Illustration of a marijuana leaf with a teenager struggling with depression.

Teens who use marijuana recreationally are two to three times more likely to develop depression than those who don’t use pot. (Example: Eric Carter)

Marijuana continues to be legalized across the US in 22 states and Washington DC, allowing the drug to be used and sold legally. Along with this, there seems to be a general consensus that marijuana (cannabis) is a relatively harmless drug. But a new Columbia University study suggests it’s especially true for teenagers.

The study published in Journal of the American Medical Association (JAMA).Data analyzed from more than 68,000 young people who participated in National Survey on Drug Use and Health; It collects data annually on tobacco, alcohol, illegal drugs and mental health. The researchers found that disordered cannabis use (ie, using marijuana but not becoming addicted) was four times more common. Cannabis use disorders (People can’t stop using marijuana despite the health and social problems it causes in their lives). But the researchers found that both were “significantly associated” with mental disorders.

In particular, adolescents who use cannabis recreationally are two to three times more likely to develop depression than those who do not use pot. Adolescents with cannabis use disorders were four times more likely than non-users to develop a mental health disorder.

The researchers found a link between cannabis use and poor academic performance, skipping school and legal issues.

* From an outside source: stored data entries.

PR #876, opened 2026-08-06
Fix bulk-upsert Unity helper collision

alexkenley:
## Summary
- give the bulk-upsert path guard a handler-specific name
- avoid the anonymous-namespace symbol collision with `AssetHandlers.cpp` when both files share a Unity translation unit

## Verification
- UE 5.8 forced-Unity host build: 13/13 actions succeeded; both files compiled in `Module.UE_MCP_Bridge.2.cpp`
- Territory UE 5.8 bridge rebuild: 6/6 serial actions succeeded with `-NoUBA -MaxParallelActions=1`
- live Territory handshake: protocol 2, 801 actions, engine ready
- `npx tsc --noEmit` and `npx tsc`
- 810 unit tests and 32 multi-editor tests
- em-dash audit

### DIFF
--- a/plugin/ue_mcp_bridge/Source/UE_MCP_Bridge/Private/Handlers/AssetHandlers_BulkUpsert.cpp
+++ b/plugin/ue_mcp_bridge/Source/UE_MCP_Bridge/Private/Handlers/AssetHandlers_BulkUpsert.cpp
@@ -50,7 +50,7 @@ struct FPreparedUpsertItem
 	TArray<FPreparedProperty> Properties;
 };
 
-bool IsProtectedAssetPath(const FString& Path)
+bool IsProtectedBulkUpsertAssetPath(const FString& Path)
 {
 	FString Normalized = Path;
 	Normalized.TrimStartAndEndInline();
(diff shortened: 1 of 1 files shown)


db-lyon:
Thanks for this, and for the forced-unity verification - that is the configuration that actually reproduces the collision, and it is the reason the bug survived a release here.

Heads up that #878 is going to supersede this one. It takes the same diagnosis further: rather than renaming the bulk-upsert copy, it deletes all four copies of the guardrail and replaces them with a single `MCPIsProtectedAssetPath` in `HandlerUtils.h`.

The reason for the larger change is the drift underneath the collision. The guardrail existed four times, not twice, and two of the copies enforced weaker rules than the others:

| File | Name | Missing |
|---|---|---|
| `AssetHandlers.cpp` | `IsProtectedAssetPath` | - |
| `AssetHandlers_BulkUpsert.cpp` | `IsProtectedAssetPath` | empty-path guard, `/script/` catch-all |
| `AssetHandlers_BulkProperties.cpp` | `IsProtectedBulkAssetPath` | - |
| `AssetHandlers_Mesh.cpp` | `IsProtectedMeshMaterialPath` | `/script/` prefix check |

This is the check that stops the bridge deleting, moving or overwriting engine content, so a rename alone would leave the bulk-upsert path permanently accepting `/Game/Foo/Script/...`. #877 flagged the same consequence independently.

#878 also adds `npm run audit:unity`, which fails CI on any file-local helper defined with the same signature in two files of one module, so the next copy cannot ship the way this one did. Signature rather than name is the key, so genuine overloads such as `FindNodeByName` and `PinToJson` keep compiling.

I will close this once #878 lands. The diagnosis in it was right and got there first, and it is credited in the issue.

db-lyon:
Superseded by #878, merged in 74c24aa and shipping in v1.2.1. Details in the comment above. Your diagnosis was correct and got here first, and it is credited in #877.

PR #901, opened 2026-08-11
Add landscape physical-material collision refresh

alexkenley:
## Summary

- add `landscape(action="refresh_physical_material_collision")` for loaded World Partition `LandscapeStreamingProxy` actors on UE 5.8+
- call the engine-native `ChangedPhysMaterial()`, drive `BuildPhysicalMaterial()` to completion, then recreate collision against the completed material data
- support exact label/GUID/bounds filters, a bounded actor cap, and optional targeted saving of only matched external actor packages
- report loaded, matched, refreshed, current, saved, and failed counts plus exact package paths and per-actor diagnostics

## Why

Normal LayerInfo property edits notify proxies that are loaded at the time. Bulk, direct, or imported edits and World Partition streaming timing can still leave derived collision data stale. `ChangedPhysMaterial()` refreshes dominant-layer collision data, while the physical-material render build is a separate asynchronous path. This action provides an explicit recovery and verification primitive that performs both steps and checks the final outdated count, including after an optional save.

Unloaded proxies remain outside the action by design. Callers can compose it with the existing `level(action="load_actor_descs")` action to pin the intended proxy actors first.

## Safety

- editor World Partition world only; refuses PIE and SIE
- filters combine, with `maxActors` defaulting to 256 and hard-capped at 1024
- `save` defaults to false
- saves only matched external actor packages and reads package/outdated state back afterward
- returns a clear unsupported-version error below UE 5.8, where the older physical-material hash path may not converge

## Validation

- UE 5.8 `BuildPlugin` Win64 package build: passed
- `npm run test:unit`: 84 files, 843 tests passed
- focused contract/drift/classification/golden tests: 22 passed
- `npx tsc --noEmit` and `npx tsc`: passed
- handler, docs, em-dash, and unity-collision audits: passed (the pre-existing `asset.migrate` parameter diagnostic is unchanged)


alexkenley:
Safety amendment pushed in da1d3d8af2134e54fb5d2d3b23c98b278a7fec02 after a concrete UE 5.8 World Partition regression was reproduced: physical-material data appeared correct in memory, but saving and reloading 64 external LandscapeStreamingProxy packages flattened landscape collision to Z=0.

This PR now deliberately provides an in-memory-only recovery primitive:

- removes package save, temp-save, backup, and rollback behavior from the public action
- rejects a direct native save=true request before actor enumeration or mutation
- refuses pending edit-layer work or incomplete registered collision coverage
- captures and validates every raw, complex-live, and simple-live height sample plus valid physics bodies
- updates collision-layer/material data, waits for the physical-material build, then requests one explicit collision recreation
- fails the entire matched batch if any post-build height/body/material invariant fails
- compiles on older supported engines but reports that this action requires UE 5.8, whose no-output physical-material path converges correctly

Persistence remains intentionally unsupported because ALandscapeProxy::PreSave can flush pending edit-layer state and mutate collision. Callers must not save these packages as proof of cache repair.

Final gates on the amended head:
- exact-source UE 5.8 BuildPlugin: 14/14 actions, ExitCode 0; packaged/source SHA-256 matched (35C4E1CB61FCA4CE9924DF194611901864296A508A6A040A43401788515360F7)
- focused native UE.MCP.Landscape.PhysicalMaterialCollision.HeightSafety: 1/1 success
- unit: 84 files, 843 tests
- npx tsc, docs audit, em-dash audit, and Unity-collision audit: passed
- handler audit: unchanged repository baseline only (get_engine_state, bulk_restore_data_assets, canonical aliases)

PR #994, opened 2026-08-29
feat(animation): support moving contact targets

alexkenley:
## Summary

- let `contact_lock` follow a moving source-animation bone or socket
- capture the first-frame subject/reference offset when no explicit target is supplied
- report captured versus explicit relative targeting in contact QA

## Validation

- `npm run test:unit` (1,048 passed)
- `npx tsc --noEmit`
- `npm run audit:docs`
- `npm run audit:em-dash`
- `npm run audit:unity`
- UE 5.8 module-only bridge build with `-NoEngineChanges` (15/15 actions, plus the status module)

The focused native automation check compiles with the bridge module. I did not
claim a runtime pass locally because the shared source-engine install has
unrelated stale engine-plugin BuildIds, and I did not rewrite those shared
receipts for this change.


db-lyon:
Landed in #1041.

Thanks @alexkenley.

PR #1009, opened 2026-09-02
feat(animation): create skeletons from skeletal meshes

alexkenley:
## Summary
- Add `animation(create_skeleton)` backed by Unreal's `USkeletonFactory` so the result has the skeletal mesh's real reference hierarchy.
- Save both the new skeleton and reassigned source mesh, with exact hierarchy checks for idempotent replay and safe restore/cleanup on failure.
- Update the generated surface documentation and add native registration plus disposable-project live coverage.

## Validation
- `npx tsc --noEmit`
- `npm run audit`
- `npm run test:unit` (125 files, 1,569 tests)
- UE 5.8 native bridge build
- `npm run test:live -- --only tests/live/animation-skeleton-create.test.ts` (2 tests)
- `UE.MCP.Animation.Skeleton.CreateRegistrationAndValidation` native automation test

## CI note
GitHub CI currently fails in two unrelated rollback assertions in `tests/unit/handler-failure-step.test.ts`, identical to #1003. The workflow deletes `package-lock.json`, resolves Flowkit 0.17.1 under the existing `^0.17.0` range, and exercises its intentional failed-step rollback change against tests written for 0.17.0. This branch does not modify the flow layer or those tests.


db-lyon:
Landed in #1043.

Thanks @alexkenley.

“Kids, year after year, come to believe that marijuana is safe and healthy – which is actually not true,” said the study’s lead author. Dr. Ryan Sultan An assistant professor of clinical psychiatry at Columbia University tells Yahoo! Sultan is a child psychiatrist and noted that he is seeing more children achieving higher grades in preschool than in the past.

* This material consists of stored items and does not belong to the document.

PR #1029, opened 2026-09-05
Add orthographic viewport state and typed spline editing

vaughn1990:
## What changed

Extended native viewport camera control with orthographic projections, bounded zoom, state readback, and cross-mode rollback. Extended native spline editing with exact component selection, typed points, strict prevalidation, editor Undo, and portable point/loop rollback data.

## Why

Calibrated top-down editor workflows need a reliable projection switch and exact spline boundaries. The camera setter now switches its transform cache before applying a requested pose. Spline requests reject malformed input before clearing existing geometry and retain point keys, interpolation types, tangents, rotations, scales, and explicit loop endpoints.

Older MCP category schemas can pass additional viewport fields through `args` and typed spline points through `input`, avoiding a Python workaround. Metadata-bearing spline subclasses return a clear error directing callers to their specialized API. MCP rollback is explicitly marked potentially lossy for ancillary rotation/scale-curve interpolation; editor Undo records the full component state.

## Verification

- `git diff --check` passed.
- Compiled the modified handlers and editor automation-test sources against Unreal Engine 5.8 using a guarded, module-scoped `-NoLink` build.
- Added coverage for invalid and extreme zoom values, combined projection/pose changes, cross-mode rollback, named spline targeting, transformed components, malformed and near-equal keys, point-state rollback, and Undo/Redo.

Full test-project linking and live editor automation have not been run. This PR remains a draft until those checks are completed. No TypeScript files or project-specific content are changed.

## Notes for the release

Added native orthographic viewport controls and transactional typed spline editing with strict input validation.

### DIFF
--- a/plugin/ue_mcp_bridge/README_SplineHandlers.md
+++ b/plugin/ue_mcp_bridge/README_SplineHandlers.md
@@ -1,0 +1,30 @@
+# Native spline handlers
+
+`set_spline_points` updates an actor's `USplineComponent` through the native
+UE-MCP bridge. Existing `actorLabel` and `{x,y,z}` point callers remain valid.
+
+The optional `componentName` is an exact Unreal component name. If supplied,
+the handler fails unless that named component is a `USplineComponent`; it does
+not select a different spline.
+
+Each point may provide `pointType` (`Linear`, `Curve`, `CurveClamped`,
+`Constant`, or `CurveCustomTangent`). Custom-tangent points must provide finite
+`arriveTangent` and `leaveTangent` vectors. Coordinates and supplied tangents
+must be finite. Validation completes before the existing spline is cleared.
+
+Edits are recorded in an editor transaction, mark the actor/component package
+dirty, and expose prior positions, types, tangents, rotations, scales, input
+keys, and loop endpoint state for MCP rollback. Input keys must be increasing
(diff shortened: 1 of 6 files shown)


db-lyon:
Landed in #1046, on main.

Rebased, C++ compiled locally against 5.8 (CI does not build the plugin), and the generated files re-recorded from the merged tree.

One thing was reworked rather than carried across. The branch read the new fields out of a nested `args` object on the viewport handler and a nested `input` object on the spline handler, both added because the TS schemas never declared those fields and the MCP layer strips what a schema does not declare. That is a workaround for a missing declaration, and on the spline side `input` already means Epic tool arguments on every category tool, so the two would have collided. Both blocks are gone and the parameters are declared in `src/tools/editor.ts` and `src/tools/level.ts` alongside every other parameter, which also puts them in `tools/list`, the generated tool reference and the golden baseline.

The typed spline point is one zod schema rather than a union with `Vec3`, for the same reason in miniature: zod matches `Vec3` first and strips what it does not declare, so a typed point would have arrived as a bare position with its interpolation, tangents, rotation and scale silently gone. `SplinePoint` accepts a bare `{x,y,z}` on its own.

The two plugin-root README files were dropped; the action descriptions are what generate `docs/tool-reference.md`, and that is where this documents itself now.

Thanks @vaughn1990.

PR #1030, opened 2026-09-05
Capture live Control Rig poses and propagate edited controls

alexkenley:
Viewport Control Rig edits can exist only in the live hierarchy when Auto Key has not written them to Sequencer. Reading or reevaluating the keyed animation at that point can replace the accepted pose with the old keys.

This adds `capture_control_rig_pose` to capture current typed control values without opening, focusing, scrubbing or evaluating the sequence. It extends the existing `apply_control_rig_edits` action with `propagate_pose`: callers supply the before/accepted snapshots and the explicit changed controls, choosing fixed grip channels or local deltas that retain donor motion. The existing bake action completes the workflow.

- Validate sequence/binding/track/section, live rig identity, frame, control types and finite values before writes. Selection is provenance and may change during editing.
- Sample and verify local control values in the same coordinates used by the setters, accounting for the distinction from hierarchy transforms with control offsets.
- Keep unlisted controls unchanged and read back applied values transactionally.
- Document capture order and the handoff check for visible, selectable control shapes and a rotation gizmo.

Validation completed:

- TypeScript check and 1,571 unit tests that run without an editor.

Sultan’s research first looked at teenagers addicted to cannabis, but later expanded to people who use the drug recreationally. He said it was surprising to see that these recreational users had a higher risk of developing mental health issues than non-users. “Typically, we think of recreational use as irrelevant to behavior,” he says.

That raises many questions for parents about how worried they should be and what to do next. Here’s what you need to know.

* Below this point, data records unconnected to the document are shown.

PR #1031, opened 2026-09-05
Add selected-vertex skeletal skin-weight editing

alexkenley:
Skeletal-mesh rigging needs a way to inspect and correct selected vertex influences after authoring bones. This adds bounded source skin-weight read/edit actions and a short workflow that composes with the existing skeleton and bone tools.

- Read 1–256 explicit source MeshDescription vertex IDs from an existing LOD/profile, including exact uint16 weights and resolved bone names.
- Validate the complete edit batch and package writability before mutation. Ordinary edits use Unreal's native normalization and influence limits; rollback preserves the exact supported source influences even when the render LOD limit is lower.
- Return actual source before/after values, no-op unchanged requests, synchronize named-profile metadata, and provide a recoverable changed-but-unsaved result if saving fails. Source edits stay scoped; derived render data and dependent LODs may rebuild.

This does not create an automatic rigging pipeline or change topology. It supplies the missing selected-vertex skinning operation alongside existing native rigging actions.

Validation: TypeScript check, all 1,577 engine-free unit tests across 125 files (including focused schema/dispatch/source-contract checks), editor-down golden recording, and repository audits pass.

How worried should parents be?

Sultan said parents should be “very concerned” about the findings. “Some parents I work with ignore or condone this behavior. They don’t think about cannabis use as an issue, but it is,” he says.

Dr. A.S. Daniel FisherThe chair of pediatrics at Providence St. John’s Health Center in Santa Monica, California, agrees. “I think the numbers are off—I think more kids are smoking pot than they’re letting on, and that’s more of a problem,” she tells Yahoo Life. “Marijuana affects the developing brain and children’s brains continue to develop until the age of 25. Mental health is such an issue – it can make it worse.”

Why Teens Use Marijuana Impacts Mental Health?

Sultan’s study didn’t examine why cannabis use was associated with mental health problems — it simply found a link. However, he said, cannabis use tends to feed into an unhealthy cycle with conditions such as depression and anxiety.

“Take a child who is troubled and prone to depression. Then more happens and the substance starts to make the mind feel good because it makes it feel good,” says Sultan. “The more you use it, the more it affects your thinking. This increases the likelihood of depression and more suicidal thoughts. It’s feedback that spirals down and gets to the point where we as child psychiatrists think.

And this brings up the big question of which comes first: mental health or pot use. Experts say it’s a little more complicated than that. “Often people use certain substances to numb certain emotions and feelings.” Dr. Mohammad ZeshanA clinical assistant professor of psychiatry at Rutgers New Jersey Medical School tells Yahoo! For teenagers, this can be related to peer pressure or other stressful situations, says cannabis, which “can help them relax, calm down and be happy; This creates more opportunity for reuse,” he said.

But Zeshan said the issue goes deeper than just saying that teenagers with mental health disorders are more likely to use marijuana. “There are a lot of factors that go into this,” he says.

Fisher agrees. “There’s definitely a group of kids with mental health issues who are looking for ways to self-medicate,” she says. But marijuana can mask depression or suicidality in children who haven’t previously reported it.

What can parents do?

The message surrounding marijuana over the past few years has been that it’s a relatively safe drug, Sultan says, and encourages parents to talk to their kids about why that’s not true. “Parents should educate their children about this,” he said. “Parents need to look at cannabis use and whether their children are at increased risk of depression and anxiety. The under-the-radar learning problem, depression and anxiety, should not be assumed to be a problem or ‘just a phase.’

“Be honest with your kids that their brains are exposed to this substance and it can lead to much worse things,” Fisher advises parents.

If you know your child uses the potty, Zeshan recommends using a more empathetic approach to talking about their use. “Sit down with your kids and try to understand why they’re using it,” he said. “Then try to help them. Are there other ways to deal with peer pressure and stress? Instead of punishing them, try to understand them and meet them where they are.”

But experts stress the importance of addressing pot use and its potential harmful effects on children. “It’s scary,” Fisher said. “I don’t think we should give this up.”